RECORDS SHOWN:
PR #493, opened 2025-03-03
Check for user default workspace when logging in with google

lickem22:
Reviewer: @tonyzhao6 
Estimate: 10mins

---

## Ticket

Fixes: [AAQ-899](https://idinsight.atlassian.net/browse/AAQ-899)

### Goal
The goal of the PR is to fix the issue that prevent existing users from signin in using google.
### Changes
- Updated google signin logic to sign check for default workspace instead of specific workspace
## Checklist

Fill with `x` for completed.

WHAT IS BEING ASKED: Please set down exactly the lines running from the one with "Fixes: [AAQ-899](https://idinsight.atlassian.net/browse/AAQ-899)" to the last line of the entries above, both of them included, and no others.

EXERCISE OUTPUT:
Fixes: [AAQ-899](https://idinsight.atlassian.net/browse/AAQ-899)

### Goal
The goal of the PR is to fix the issue that prevent existing users from signin in using google.
### Changes
- Updated google signin logic to sign check for default workspace instead of specific workspace
## Checklist

Fill with `x` for completed.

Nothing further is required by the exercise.